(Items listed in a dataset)
*** Block opens ***

PR #608, opened 2018-06-12
mysql: don't consider mysql available until after restart

### LINKED ISSUE #607: wait_for_mysql should wait until mysql has been upgraded, as well
In order to upgrade the mysql schema, mysql itself needs to be run, then restarted a few moments after. Unfortunately, if things run fast enough, the rest of the snap (which typically waits for mysql to be up and running) will march on, running e.g. a Nextcloud upgrade, only to have mysql restart on it after ITS upgrade process has finished.

MySQL should not be considered ready until its past the point of potentially restarting.

kyrofa:
The process of actually firing MySQL up includes upgrading its schema, after which it's restarted. If other daemons fire up at the right time, they could already be relying on MySQL's presence when it restarts out from under them.

This PR fixes #607 by ensuring that other daemons don't consider MySQL ready until after it has
completed this logic.

### DIFF
--- a/src/mysql/bin/start_mysql
+++ b/src/mysql/bin/start_mysql
@@ -12,6 +12,8 @@ if mysqld --initialize-insecure --basedir="$SNAP" --datadir="$SNAP_DATA/mysql" -
 	new_install=true
 fi
 
+set_mysql_setup_running
+
 # Start mysql
 "$SNAP/support-files/mysql.server" start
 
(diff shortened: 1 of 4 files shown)


kyrofa:
Please test this PR by using the `beta/pr-608` channel. Watch the PHP journal as it's initializing, and compare it to what you see in `stable` today: in `stable` you see MySQL initializing while PHP tries to forge ahead, whereas in this PR you'll see PHP politely wait until MySQL has restarted once.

*** Block closes ***

* Activity:
Going back to the entries above, set down exactly the lines that begin at the one with "MySQL should not" and end at the one with "The process of", both included, and nothing else.

* Response:
MySQL should not be considered ready until its past the point of potentially restarting.

kyrofa:
The process of actually firing MySQL up includes upgrading its schema, after which it's restarted. If other daemons fire up at the right time, they could already be relying on MySQL's presence when it restarts out from under them.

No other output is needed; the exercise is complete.